The thugs, two in control of Theys’ car and with more in the dark van, drove in the same direction away from Jayapura. After a short distance, however, Theys’ driver escaped. One of the thugs gave chase, unsuccessfully. Then both vehicles disappeared into the night. Ari Masoka was beside himself with panic, according to witnesses. He sought help from one of several cars where these events occurred.

"Now they are going to kill Theys. Take me to Hamadi," Ari Masoka pleaded. So the six occupants in another vehicle did as requested by Theys’ driver, and left him at Kopassus headquarters. The time was now about 10.45 pm. Another witness, still attending the celebrations, later told investigators that after Colonel Hartomo had farewelled Theys he recalled that Ari Masoka returned alone. Kopassus personnel took him away and he has not been seen since.

On November 17, the day of Theys Eluay’s funeral, the Jakarta Post reported that "Jayapura Police chief, Daud Sihombing, said the police had been informed that Eluay’s driver was alive but his whereabouts remained unknown." Whether or not Kopassus has Theys’ driver in a safe-house, they should explain his disappearance.

The day after the kidnapping, Theys’ body was recovered near the PNG border, about one hour’s drive away.

The killing of Theys Eluay, carried out with impunity, appears to be in defiance even of Jakarta’s plan to implement "special autonomy".

The proposed fiscal reform will ensure that 70 to 80 per cent of revenue stays in the province, but there is an absence of real administrative reform.

Autonomy seems a misnomer when the Indonesian Army and Police remain, in tens of thousands, and Jakarta intends to send an additional 2,500 bureaucrats.

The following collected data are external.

PR #103, opened 2026-04-22
DX-118395: Make SearchTableAndViews resilient to broken catalog entries

ssaumitra:
A single unresolvable view in the search results (e.g. a view with a disconnected source) caused the catalog-by-path lookup to return HTTP 400, which propagated through asyncio.gather and failed the entire `SearchTableAndViews` tool call.

In query engine catalogs, it's a common behavior not to delete VDS when dependent PDS is deleted. However, when the schema of such VDS is queried, catalog throws an error. In this fix, we are choosing to be defensive when catalog does not return schema of certain dataset.

`get_schemas` now isolates per-path failures and returns the error message alongside each schema. `SearchTableAndViews` surfaces the affected paths in a `skipped` field plus a human-readable `skipped_note`, so the user sees the healthy results and a clear explanation for the ones that were dropped.

Also adds `CLAUDE.md` with project context and development guidelines to help Claude Code sessions work more effectively in this repo.

### DIFF
--- a/src/dremioai/api/dremio/catalog.py
+++ b/src/dremioai/api/dremio/catalog.py
@@ -18,18 +18,14 @@ from pydantic import BaseModel, Field, AfterValidator, ValidationError
 from typing import Annotated, List, Set, Tuple, Dict, AnyStr, Any, Union, Optional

Too much blood has spilled onto Papuan soil at the hands of the Indonesian military - a holocaust measured in hundreds of thousands - while in nearby PNG and Australia, eyes are turned away.

Theys Eluay’s death may yet be a milestone towards the historic referendum that he wanted for the Papuans.

A full investigation of the driver’s disappearance is needed urgently. There was deep resentment when Jakarta discarded Papuan suggestions for political reform and now a lethal lack of credibility shrouds Jakarta’s plans for "special autonomy".